The distribution of authority regulates who is in charge within a group, who is supposed to initiate and elaborate on task-related activities, and who performs evaluation. Authority may be distributed to only one participant. Research has shown that the most typical structure in classroom discourse is the initiation–response–evaluation (IRE) pattern (Edwards and Mercer, 1987; Lemke, 1990). In general, initiation is a teacher question. This is typically followed by a student response, which in turn is evaluated by the teacher. IRE-patterns represent a strictly unilateral distribution of authority, since only the teacher is expected to initiate and evaluate an activity (Vauras et al., 2012). Alternatively, authority may be distributed to several participants, in collaborative student groups for example, which implies that initiation, elaboration, and evaluation are expected equally from all participants, and that all contributions will be taken equally seriously (Vauras et al., 2012).

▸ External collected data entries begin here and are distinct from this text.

PR #1339, opened 2021-02-27
Server only registry entries.

modmuss50:
This PR adds an API to allow registring an entry that will not be synced to the client. 

Is this something we want to support? Are there better solutions to this?

### DIFF
--- a/fabric-registry-sync-v0/src/main/java/net/fabricmc/fabric/api/event/registry/FabricRegistryUtils.java
+++ b/fabric-registry-sync-v0/src/main/java/net/fabricmc/fabric/api/event/registry/FabricRegistryUtils.java
@@ -1,0 +1,27 @@
+package net.fabricmc.fabric.api.event.registry;
+
+import net.fabricmc.fabric.impl.registry.sync.RegistrySyncManager;
+import net.minecraft.util.Identifier;
+import net.minecraft.util.registry.Registry;
+
+public class FabricRegistryUtils {
+	/**
+	 * Register an object with a given registry that will not be synced to any clients.
+	 * If this registry entry is present on the client it will be given a new id that will not match the server!
+	 *
+	 * @param registry The target registry
+	 * @param id the {@link Identifier} to be used to register the entry
+	 * @param entry the registry entry to be added to the target registry
+	 * @param <T> The type of the registry/entry
+	 * @return Returns the input entry
+	 */
+	public static <T> T registerServerOnlyRegistryEntry(Registry<T> registry, Identifier id, T entry) {
+		if (!RegistryAttributeHolder.get(registry).hasAttribute(RegistryAttribute.SYNCED)) {
+			throw new UnsupportedOperationException("Cannot register a server only entry to a none synced registry.");
+		}
+
+		T result = Registry.register(registry, id, entry);
+		RegistrySyncManager.addServerOnlyRegistryId(registry, id);
+		return result;
+	}
+}
--- a/fabric-registry-sync-v0/src/main/java/net/fabricmc/fabric/impl/registry/sync/RegistrySyncManager.java
+++ b/fabric-registry-sync-v0/src/main/java/net/fabricmc/fabric/impl/registry/sync/RegistrySyncManager.java
@@ -20,6 +20,9 @@ import java.io.File;
 import java.io.FileOutputStream;
 import java.io.IOException;
 import java.nio.charset.StandardCharsets;
+import java.util.HashMap;
+import java.util.HashSet;
+import java.util.Map;
 import java.util.Set;
 import java.util.concurrent.ExecutionException;
 import java.util.concurrent.TimeUnit;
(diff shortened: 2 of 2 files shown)


Technici4n:
Imo it will just cause issues with anyone relying on ID sync. Why use synced registries at all if the entries are going to be server-only?

modmuss50:
The usecase I was given was server side only entities.

YTG1234:
Another usecase is for something like [PolyMc](https://github.com/TheEpicBlock/PolyMc). The way it currently does things is just [disabling registry sync as a whole](https://github.com/TheEpicBlock/PolyMc/blob/master/src/main/java/io/github/theepicblock/polymc/mixins/FabricRegistrySyncDisabler.java#L36).

Technici4n:
> The usecase I was given was server side only entities.

Ok that seems to make sense, but I hope nobody tries to sync entity types by id then...

fabric-registry-sync-v0/src/main/java/net/fabricmc/fabric/impl/registry/sync/RegistrySyncManager.java
```diff
@@ -304,4 +317,14 @@ public static void unmap() throws RemapException {
 	public static void bootstrapRegistries() {
 		postBootstrap = true;
 	}
+
+	public static void addServerOnlyRegistryId(Registry<?> registry, Identifier identifier) {
+		Set<Identifier> identifiers = SERVER_ONLY_REGISTRY_IDS.computeIfAbsent(registry, (r) -> new HashSet<>());
+
+		if (identifiers.contains(identifier)) {
+			throw new IllegalStateException(identifier + " has already been been marked as server only in " + registry);
```
liach, line 325: No need to be this harsh. Imo a log warning is enough as if an id is added twice there won't be any behavioral changes

fabric-registry-sync-v0/src/main/java/net/fabricmc/fabric/impl/registry/sync/RegistrySyncManager.java
```diff
@@ -53,6 +56,7 @@
 	static final Identifier ID = new Identifier("fabric", "registry/sync");
 	private static final Logger LOGGER = LogManager.getLogger("FabricRegistrySync");
 	private static final boolean DEBUG_WRITE_REGISTRY_DATA = System.getProperty("fabric.registry.debug.writeContentsAsCsv", "false").equalsIgnoreCase("true");
+	private static final Map<Registry<?>, Set<Identifier>> SERVER_ONLY_REGISTRY_IDS = new HashMap<>();
```
liach, line 59: Not a pro on registry stuff I am, but does this only work with non-dynamic registries?

liach (commented):
Two other problems:
1. Make sure vanilla registry works well with intermittent integer ids
2. License header

liach:
Another thing I'd like to see is a client-specific (represented by a predicate on Server Play Network Handler) rule for syncing registry entries. That is what polymc actually need, not one generalized rule like what we see here.

fabric-registry-sync-v0/src/main/java/net/fabricmc/fabric/impl/registry/sync/RegistrySyncManager.java
i509VCB: Dynamic registries do not need this as the client will always have enough information to recreate the server's registry

fabric-registry-sync-v0/src/main/java/net/fabricmc/fabric/api/event/registry/FabricRegistryUtils.java
```diff
@@ -0,0 +1,27 @@
...
+	 * If this registry entry is present on the client it will be given a new id that will not match the server!
+	 *
+	 * @param registry The target registry
+	 * @param id the {@link Identifier} to be used to register the entry
+	 * @param entry the registry entry to be added to the target registry
+	 * @param <T> The type of the registry/entry
+	 * @return Returns the input entry
+	 */
+	public static <T> T registerServerOnlyRegistryEntry(Registry<T> registry, Identifier id, T entry) {
+		if (!RegistryAttributeHolder.get(registry).hasAttribute(RegistryAttribute.SYNCED)) {
```
i509VCB, line 19: This may cause an issue if the registry is untouched before you try to add a server only entry. As adding any new entries will mark the registry as synced.

liach: Is fabric adding SYNCED flags this way? weird. Also worth discussing is whether the mark for server only and the registration should be bound together or separate.

i509VCB: Not nearly that simple, but yes. Other registries are marked as synced by default (which well requires an entry per registry) since some registries refer to entries in packets by raw id

liach: Hmm, Registry's codec functionality can store elements as int ids if it uses compression (which afaik minecraft doesn't yet use).

modmuss50:
Im going to close this as I dont think its something I want to support, atleast not now. The usecase I provided still required plently of hacks to make it work.

haykam821:
[Would this be a valid use-case?](https://github.com/NucleoidMC/plasmid/blob/91efd10afe0caf9ea2ce848e6e87abb257c616f3/src/main/java/xyz/nucleoid/plasmid/mixin/fake/RegistrySyncManagerMixin.java)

The distribution of authority is also taken into account in Mortimer and Scott's communicative approach (2003). This communicative approach focuses on whether the teacher interacts with students (either taking turns in the discourse or simply presenting material), and whether the students’ ideas are taken into account. The framework consists of four categories generated by combining two dimensions: authoritative–dialogic and interactive–noninteractive. With regard to the first dimension, authoritative discourse does not accommodate students’ points of view as the teacher predetermines a focus on the scientific point of view. If students raise ideas or questions, which are not aligned with this specific point of view, they are likely to be ignored by the teacher. Alternatively, if a student's idea is perceived by the teacher as conducive to the development of the scientific point of view, it is likely to be used. In these ways, authoritative discourse offers few opportunities for genuine dialogue and often involves instructional questions to guide students through a particular argument or explanation (Scott et al., 2006).

By way of contrast, dialogic discourse is open to different perspectives. There is always an attempt to acknowledge the views of others, and through dialogic discourse, the teacher attends to the students’ points of view as well as to the scientific view. Here, the teacher's interventions encourage thought and debate, often involving open questions (Scott, 1998; Scott et al., 2006).

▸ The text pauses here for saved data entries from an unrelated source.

PR #1343, opened 2021-03-04
Add FabricItemSettings.fuel() as an alternative for FuelRegistry

YanisBft:
This is just more handy to be able to register an item as fuel directly in its builder

### DIFF
--- a/fabric-item-api-v1/build.gradle
+++ b/fabric-item-api-v1/build.gradle
@@ -2,5 +2,8 @@ archivesBaseName = "fabric-item-api-v1"
 version = getSubprojectVersion(project, "1.2.1")
 
 moduleDependencies(project, [
-		'fabric-api-base'
+		'fabric-api-base',
+		'fabric-content-registries-v0',
+		'fabric-lifecycle-events-v1',
+		'fabric-resource-loader-v0'
 ])
--- a/fabric-item-api-v1/src/main/java/net/fabricmc/fabric/api/item/v1/FabricItemSettings.java
+++ b/fabric-item-api-v1/src/main/java/net/fabricmc/fabric/api/item/v1/FabricItemSettings.java
@@ -61,7 +61,7 @@ public class FabricItemSettings extends Item.Settings {
 	 * @see net.fabricmc.fabric.api.registry.FuelRegistry
 	 */
 	public FabricItemSettings fuel(int cookTime) {
-		FabricItemInternals.setFuelCookTime(cookTime);
+		FabricItemInternals.computeExtraData(this).fuel(cookTime);
 		return this;
 	}
 
--- a/fabric-item-api-v1/src/main/java/net/fabricmc/fabric/api/item/v1/FabricItemSettings.java
+++ b/fabric-item-api-v1/src/main/java/net/fabricmc/fabric/api/item/v1/FabricItemSettings.java
@@ -53,6 +53,18 @@ public class FabricItemSettings extends Item.Settings {
 		return this;
 	}
 
+	/**
+	 * Sets this item as a fuel, with a provided {@code cookTime}.
+	 *
+	 * @param cookTime the number of ticks before this item will be consumed in a furnace
+	 * @return this builder
+	 * @see net.fabricmc.fabric.api.registry.FuelRegistry
+	 */
+	public FabricItemSettings fuel(int cookTime) {
+		FabricItemInternals.setFuelCookTime(cookTime);
+		return this;
+	}
+
 	// Overrides of vanilla methods
 
 	@Override
--- a/fabric-item-api-v1/src/main/java/net/fabricmc/fabric/api/item/v1/FabricItemSettings.java
+++ b/fabric-item-api-v1/src/main/java/net/fabricmc/fabric/api/item/v1/FabricItemSettings.java
@@ -54,14 +54,14 @@ public class FabricItemSettings extends Item.Settings {
 	}
 
 	/**
-	 * Sets this item as a fuel, with a provided {@code cookTime}.
+	 * Sets this item as a fuel, with a provided {@code burnTime}.
 	 *
-	 * @param cookTime the number of ticks before this item will be consumed in a furnace
+	 * @param burnTime the number of ticks before this item will be consumed in a furnace fuel slot
 	 * @return this builder
 	 * @see net.fabricmc.fabric.api.registry.FuelRegistry
 	 */
-	public FabricItemSettings fuel(int cookTime) {
-		FabricItemInternals.computeExtraData(this).fuel(cookTime);
+	public FabricItemSettings fuel(int burnTime) {
+		FabricItemInternals.computeExtraData(this).fuel(burnTime);
 		return this;
 	}
 
--- a/fabric-item-api-v1/src/main/java/net/fabricmc/fabric/api/item/v1/FabricItemSettings.java
+++ b/fabric-item-api-v1/src/main/java/net/fabricmc/fabric/api/item/v1/FabricItemSettings.java
@@ -56,7 +56,6 @@ public class FabricItemSettings extends Item.Settings {
 	/**
 	 * Sets this item as a fuel, with a provided {@code burnTime}.
 	 *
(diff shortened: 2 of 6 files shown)


fabric-item-api-v1/src/main/java/net/fabricmc/fabric/impl/item/FabricItemInternals.java
```diff
@@ -18,13 +18,15 @@
...
 
+import net.fabricmc.fabric.api.registry.FuelRegistry;
 import net.minecraft.item.Item;
 
 import net.fabricmc.fabric.api.item.v1.CustomDamageHandler;
 import net.fabricmc.fabric.api.item.v1.EquipmentSlotProvider;
 
 public final class FabricItemInternals {
 	private static final WeakHashMap<Item.Settings, ExtraData> extraData = new WeakHashMap<>();
+	private static int fuelCookTime = -1;
```
RedstoneParadox: This should be stored in an an `ExtraData` instance so that it doesn't get applied to all items created after it. See `FabricItemSettings#equipmentSlot()`

RedstoneParadox (changes requested):

fabric-item-api-v1/src/main/java/net/fabricmc/fabric/impl/item/FabricItemInternals.java
YanisBft: Done!

Technici4n (approved):
Looks easy enough, although I haven't tested it yet. Will probably do so this weekend.

fabric-item-api-v1/build.gradle
```diff
@@ -2,5 +2,8 @@ archivesBaseName = "fabric-item-api-v1"
 version = getSubprojectVersion(project, "1.2.1")
 
 moduleDependencies(project, [
-		'fabric-api-base'
+		'fabric-api-base',
+		'fabric-content-registries-v0',
+		'fabric-lifecycle-events-v1',
+		'fabric-resource-loader-v0'
```
Juuxel, line 8: Why does this need resource loader and lifecycle events?

fabric-item-api-v1/build.gradle
```diff
@@ -2,5 +2,8 @@ archivesBaseName = "fabric-item-api-v1"
 version = getSubprojectVersion(project, "1.2.1")
 
 moduleDependencies(project, [
-		'fabric-api-base'
+		'fabric-api-base',
+		'fabric-content-registries-v0',
```
Juuxel, line 6: This dependency should be added in the fabric.mod.json (and the others if they're needed).

fabric-item-api-v1/build.gradle
Technici4n: Content registries depends on it.

YanisBft: Yeah they are not applied recursively

fabric-item-api-v1/src/main/java/net/fabricmc/fabric/api/item/v1/FabricItemSettings.java
```diff
@@ -53,6 +53,18 @@ public FabricItemSettings customDamage(CustomDamageHandler handler) {
...
 	}
 
+	/**
+	 * Sets this item as a fuel, with a provided {@code cookTime}.
+	 *
+	 * @param cookTime the number of ticks before this item will be consumed in a furnace
+	 * @return this builder
+	 * @see net.fabricmc.fabric.api.registry.FuelRegistry
+	 */
+	public FabricItemSettings fuel(int cookTime) {
```
Juuxel: Hmm, the content registry module calls it "fuel burn time" which might be better (it's not only used for cooking after all).

Technici4n: Oops yeah `cook time` is for furnace inputs, not furnace fuels.

YanisBft: The module calls it "cook time" actually https://github.com/FabricMC/fabric/blob/f9b3753bc0fc312e5dd20036df77d4d31f01480b/fabric-content-registries-v0/src/main/java/net/fabricmc/fabric/impl/content/registry/FuelRegistryImpl.java#L67

Technici4n: It should probably be changed in the module then imo, yarn calls it `burnTime` if you look into `AbstractFurnaceBlockEntity`. Out of scope for this PR obviously, but feel free to open another one.

fabric-item-api-v1/build.gradle
liach: I think they are recursive for compilation but not for runtime. So if you don't declare, it crashes your test mod (that's how it was when I last tested)

fabric-item-api-v1/src/main/java/net/fabricmc/fabric/api/item/v1/FabricItemSettings.java
Juuxel: https://github.com/FabricMC/fabric/blob/f9b3753bc0fc312e5dd20036df77d4d31f01480b/fabric-content-registries-v0/src/main/java/net/fabricmc/fabric/api/registry/FuelRegistry.java#L23

The *API* of that module calls it "fuel burn time", though. Not sure why it's different in the impl :eyes:

YanisBft: Renamed it

fabric-item-api-v1/src/main/java/net/fabricmc/fabric/api/item/v1/FabricItemSettings.java
```diff
@@ -54,14 +54,14 @@ public FabricItemSettings customDamage(CustomDamageHandler handler) {
 	}
 
 	/**
-	 * Sets this item as a fuel, with a provided {@code cookTime}.
+	 * Sets this item as a fuel, with a provided {@code burnTime}.
 	 *
-	 * @param cookTime the number of ticks before this item will be consumed in a furnace
+	 * @param burnTime the number of ticks before this item will be consumed in a furnace fuel slot
```
Technici4n: A bit misleading - the item is consumed directly if it's the only one in the slot. Imo you can just omit this `@param` as it's obvious.

Technici4n (approved):

Mysterious-Dev (approved):

liach (approved):
Looks fantastic. Assuming mojang isn't going to add fuel registry to data packs soon:tm:, this would make stuff convenient as usual, just like how we have entity utility registrations in entity type builder.

Juuxel (approved):

BoogieMonster1O1 (approved):

LambdAurora (commented):
From the Discord, Prospector said:

> the fact that it adds 3 module dependencies to item-api is kinda unfortunate
> the point of modularization is kinda lost if loads of modules just depend on one another

which I agree on

I would prefer a `then(Consumer<Item> handler)` instead, which is called at the end of the item constructor, it could be used to still store Fuel stuff, or more in the settings without hard-depending on the module.
same for `FabricBlockSettings` but that's a bit unrelated to this PR.

OroArmor:
This should be reconsidered with the new custom item settings API that Haven King is working on. It might not need a huge change, but a rework of the backend would align the two

frqnny:
This and any future systems of item settings should also have a way to add to the composter as well, which is also a list if I recall correctly.

Mysterious-Dev:
This PR is dead ?

Technici4n:
I think so. If we add this feature, we will likely have to support 1000 similar ones. I think it would be better to find a more general way of doing this?

YanisBft:
I'm closing this PR then, and will just hope Mojang do it themselves (even though I still think this is handy for modders, more than having a separate instruction)

PR #1351, opened 2021-03-08
Add `ItemApiLookup`

Technici4n:
This PR extends #1234 to Item-provided APIs. The only (rather straightforward) API addition is [`ItemApiLookup`](https://github.com/FabLabsMC/fabric/blob/item-api-lookup/fabric-api-lookup-api-v1/src/main/java/net/fabricmc/fabric/api/lookup/v1/item/ItemApiLookup.java), there you can also find example code.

The interactive–noninteractive dimension refers to the degree of involvement of other people. Classroom discourse can be interactive in the sense of allowing the participation of students or non-interactive in the sense of excluding them (Scott et al., 2006).

Combining the two dimensions, classroom discourse can be identified as either interactive or non-interactive on the one hand, and dialogic or authoritative on the other. Thus, for the interactive/authoritative communicative approach, the teacher focuses solely on the scientific idea and leads students through a question and answer routine with the aim of establishing and consolidating that point of view. In contrast, for the interactive/dialogic approach, the teacher explores students’ ideas and takes them into account, even though they may differ from the scientific one point of view. The non-interactive/authoritative approach is best represented by the formal lecture, where the teacher presents a specific point of view in a monologue. In the non-interactive/dialogic approach, the teacher summarizes different points of view, either simply listing them or exploring similarities and differences without student involvement.

Teacher questioning

Teacher questioning is a prominent feature of classroom discourse. Questions can stimulate student thinking and provide the teacher with feedback regarding students’ knowledge and understanding. Wellington and Osborne (2001) identify three different forms of question with respect to the type of answer expected: closed, open and pseudo-open. Closed questions have only one acceptable answer – for example, a name, a piece of information or an argument. ‘What is the name of a hydrocarbon that has one or more double bonds?’ is an example of a closed question, with the specific answer ‘Alkene’. Here, the teacher focuses on one specific point of view and leads students through a question and answer routine with the aim of establishing and consolidating that point of view, corresponding to the interactive/authoritative communicative approach in Mortimer and Scott's (2003) framework. Blosser (2000) has created a question classification system based on Bloom's taxonomy. Answering closed questions mainly requires thinking skills at the lowest level in Bloom's taxonomy. Since the lowest level primarily concerns factual knowledge, closed questions generally have a limited number of correct answers. They are therefore considered to belong to lower order questions (Blosser, 2000; Chin, 2004). Furthermore, research has shown that most science teachers ask closed questions that merely require students to recall facts (Childs and Mcnicholl, 2007; Lord and Baviskar, 2007; Lee and Kinzie, 2012; Biggers, 2017; Eliasson et al., 2017). This means that the students only construct superficial memo-techniques and do not engage in an in-depth meaning-making of science.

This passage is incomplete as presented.